= TASK REQUIREMENTS =
Say how many lines in the entries below mention "same", with no other words.
BEGIN INFORMATION SUPPLIED
PR #1065, opened 2022-08-24
Extract Exif to avifImage in avifPNGRead()

y-guyon:
Test it in avifmetadatatest.cc.
Add paris_exif_xmp_icc.jpg and paris_exif_xmp_icc.png. I took and
strongly compressed these pictures. I redacted the GPS coordinates
from the Exif entries.

Code is heavily inspired from https://chromium.googlesource.com/webm/libwebp/+/e8f83de2867456a75b13aa1e876b22e2d1e1c077/imageio/pngdec.c#60.
The license is also BSD.


jzern (commented):
This looks good to me. The only downside I see is that it's always extracted. I don't think there's a way for the user to control that, right?

wantehchang:
1. If the `--exif FILENAME` option is passed to avifenc, we don't need to extract the Exif metadata from the JPEG or PNG source image.

2. The reason we (Google employees) can copy code freely from https://chromium.googlesource.com/webm/libwebp/+/e8f83de2867456a75b13aa1e876b22e2d1e1c077/imageio/pngdec.c#60 is not because its license is also BSD, but rather because Google owns the copyright. The BSD license of that code requires a copy of the code to "retain the above copyright notice, this list of conditions and the following disclaimer."

joedrago:
I like this idea, but we should probably match the expectations that we do with ICC, where it would behave like this PR does unless they explicitly opt out, such as with `--ignore-exif` (matching `--ignore-icc`).

apps/shared/avifpng.c
```diff
@@ -17,6 +18,106 @@ typedef png_bytep png_iccp_datap;
...
+    uint8_t * dst = bytes->data;
+    size_t actualLength = 0;
+    for (; (actualLength < expectedLength) && (*src != '\0'); ++actualLength, ++dst) {
+        while (*src == '\n') {
+            ++src;
+        }
+        const char hexValue[3] = { src[0], src[1], '\0' };
+        src += 2;
+        char * end;
+        bytes->data[actualLength] = (uint8_t)strtol(hexValue, &end, 16);
```
wantehchang, line 38: If `hexValue` is `{ '+', '1', '\0' }` or `{ ' ', '1', '\0' }`, the code will convert it to `1` successfully. But this kind of input is malformed, right?

apps/shared/avifpng.c
```diff
@@ -17,6 +18,106 @@ typedef png_bytep png_iccp_datap;
...
 
+// Converts a hexadecimal string which contains 2-byte character representations of hexadecimal values to raw data.
+// hexString may contain values consisting of [A-F][a-f][0-9] in pairs, e.g., 7af2..., separated by any number of newlines.
+// On success the bytes are filled and AVIF_TRUE is returned.
+// AVIF_FALSE is returned if fewer than expectedLength hexadecimal pairs are converted.
+static avifBool avifHexStringToBytes(const char * hexString, size_t expectedLength, avifRWData * bytes)
+{
+    avifRWDataRealloc(bytes, expectedLength);
+    const char * src = hexString;
+    uint8_t * dst = bytes->data;
```
wantehchang, line 29: Delete `dst` because it is not used. Alternatively replace `bytes->data[actualLength]` with `*dst` at line 38.

apps/shared/avifpng.c
```diff
@@ -17,6 +18,106 @@ typedef png_bytep png_iccp_datap;
...
+    // Skip the profile name and extract the length.
+    for (; (*src != '\0') && (*src != '\n'); ++src, ++numReadCharacters) {
+        if (numReadCharacters == profileLen) {
+            fprintf(stderr, "Exif extraction failed: truncated raw profile of size " AVIF_FMT_ZU "\n", profileLen);
+            return AVIF_FALSE;
+        }
+    }
+    char * end;
+    const long expectedLength = strtol(src, &end, 10);
+    if ((expectedLength <= 0) || ((unsigned long)expectedLength > SIZE_MAX)) {
```
wantehchang, line 79: Should we check `expectedLength` against `profileLen`?

If we are relying on the NUL termination of the `profile` string, then we don't need the `if (numReadCharacters == profileLen)` check at line 72.

apps/shared/avifpng.c
```diff
@@ -17,6 +18,106 @@ typedef png_bytep png_iccp_datap;
...
+    size_t numReadCharacters = 1;
+    // Skip the profile name and extract the length.
+    for (; (*src != '\0') && (*src != '\n'); ++src, ++numReadCharacters) {
+        if (numReadCharacters == profileLen) {
+            fprintf(stderr, "Exif extraction failed: truncated raw profile of size " AVIF_FMT_ZU "\n", profileLen);
+            return AVIF_FALSE;
+        }
+    }
+    char * end;
+    const long expectedLength = strtol(src, &end, 10);
```
wantehchang, line 78: It seems that we should check if `errno` is equal to `ERANGE` after this `strtol()` call.

apps/shared/avifpng.c
```diff
@@ -17,6 +18,106 @@ typedef png_bytep png_iccp_datap;
...
+    }
+    ++end;
+
+    // 'end' now points to the profile payload.
+    return avifHexStringToBytes(end, (size_t)expectedLength, payload);
+}
+
+// Returns AVIF_TRUE if there was no Exif metadata located at info or if the Exif metadata located at info
+// was correctly parsed and imported to avif->exif. Returns AVIF_FALSE in case of error.
+static avifBool avifExtractExif(png_structp png, png_infop const info, avifImage * avif)
```
wantehchang, line 95: Does this support https://ftp-osl.osuosl.org/pub/libpng/documents/pngext-1.5.0.html#C.eXIf ?

wantehchang (changes requested):

apps/shared/avifpng.c
```diff
@@ -17,6 +18,120 @@ typedef png_bytep png_iccp_datap;
 typedef png_charp png_iccp_datap;
 #endif
 
+static avifBool avifIsHexDigit(char hexDigit, uint8_t * decimalValue)
```
jzern, line 21: isxdigit() from ctype.h? though that would mean converting back to strtol

apps/shared/avifpng.c
kmilos: Doesn't look like it indeed.

There are macros to check if the libpng used is recent enough and has a method to support the eXIf chunk.

Or implement from scratch regardless of libpng used.

apps/shared/avifpng.c
```diff
@@ -17,6 +18,120 @@ typedef png_bytep png_iccp_datap;
...
+{
+    if ((hexDigit >= 'A') && (hexDigit <= 'F')) {
+        *decimalValue = (uint8_t)(hexDigit - 'A') + 10;
```
wantehchang, line 24: Nit: The `(uint8_t)` cast needs to be applied to the entire expression, otherwise the result of the cast will be automatically converted to `int` before the addition with 10.

```
        *decimalValue = (uint8_t)(hexDigit - 'A' + 10);
```

Alternatively, cast only if the compiler warns.

y-guyon:
> This looks good to me. The only downside I see is that it's always extracted. I don't think there's a way for the user to control that, right?

Done through the addition of the `ignoreExif` argument.

> 1. If the `--exif FILENAME` option is passed to avifenc, we don't need to extract the Exif metadata from the JPEG or PNG source image.

Done.

> 2. The reason we (Google employees) can copy code freely from https://chromium.googlesource.com/webm/libwebp/+/e8f83de2867456a75b13aa1e876b22e2d1e1c077/imageio/pngdec.c#60 is not because its license is also BSD, but rather because Google owns the copyright. The BSD license of that code requires a copy of the code to "retain the above copyright notice, this list of conditions and the following disclaimer."

Yes. I meant that we do not need to modify the LICENSE file because it is the same boilerplate.

> I like this idea, but we should probably match the expectations that we do with ICC, where it would behave like this PR does unless they explicitly opt out, such as with `--ignore-exif` (matching `--ignore-icc`).

Done.

apps/shared/avifpng.c
y-guyon: Thanks for the links. I did not grasp everything on the eXIf topic. It is another kind of Exif chunk stored in a PNG, right? I assume libwebp does not handle those. I guess libavif should handle both Exif and eXIf chunks. Do you have an example image with an eXIf chunk?

I added a call to `png_get_eXIf_1()` but I did not find any code snippet using it on the web, so I have no idea how correct this is. "eXIf" being equivalent to "Exif" besides the case makes it hard to find documentation on the topic.

> Or implement own method from scratch regardless of libpng used. It is just a literal bytestream dump without any extra header nor coding like it is the case with this custom legacy scheme.

Could you precise what you meant:
- Implement a new way of parsing
  1. eXIf chunks in PNG files
  2. Exif or eXIf chunks in PNG files
- without relying on
  1. a version of libpng recent enough to support `png_get_eXIf_1()`.
  2. libpng at all.
- Any
  1. eXIf chunk
  2. Exif or eXIf chunk
- is just a literal bytestream dump without any extra header nor coding like it is the case with
  1. how it is handled in libwebp currently (`png_get_text()` + comparing `text->key` + raw profile parsing).
  2. how custom legacy Exif metadata chunks are laid out in PNG (raw profiles of the form `"\n<name>\n<length>(%8lu)\n<hex payload>\n"`).

wantehchang:
Note that we can safely use this code in libavif. I am just clarifying which mechanism we are using.

> Yes. I meant that we do not need to modify the LICENSE file because it is the same boilerplate.

The BSD license for https://chromium.googlesource.com/webm/libwebp/+/e8f83de2867456a75b13aa1e876b22e2d1e1c077/imageio/pngdec.c#60 is https://chromium.googlesource.com/webm/libwebp/+/e8f83de2867456a75b13aa1e876b22e2d1e1c077/COPYING. Compared with the BSD license used by libavif, that BSD license has an extra clause:

```
  * Neither the name of Google nor the names of its contributors may
    be used to endorse or promote products derived from this software
    without specific prior written permission.
```

Since you wrote this code as a Google employee, Google owns the copyright. Therefore, a Google employee (e.g., you or me) can contribute this code to libavif as the copyright owner. This is the mechanism we are using. In this mechanism, the license of this code doesn't matter as long as Google owns the copyright.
END INFORMATION SUPPLIED
= EXERCISE OUTPUT =
2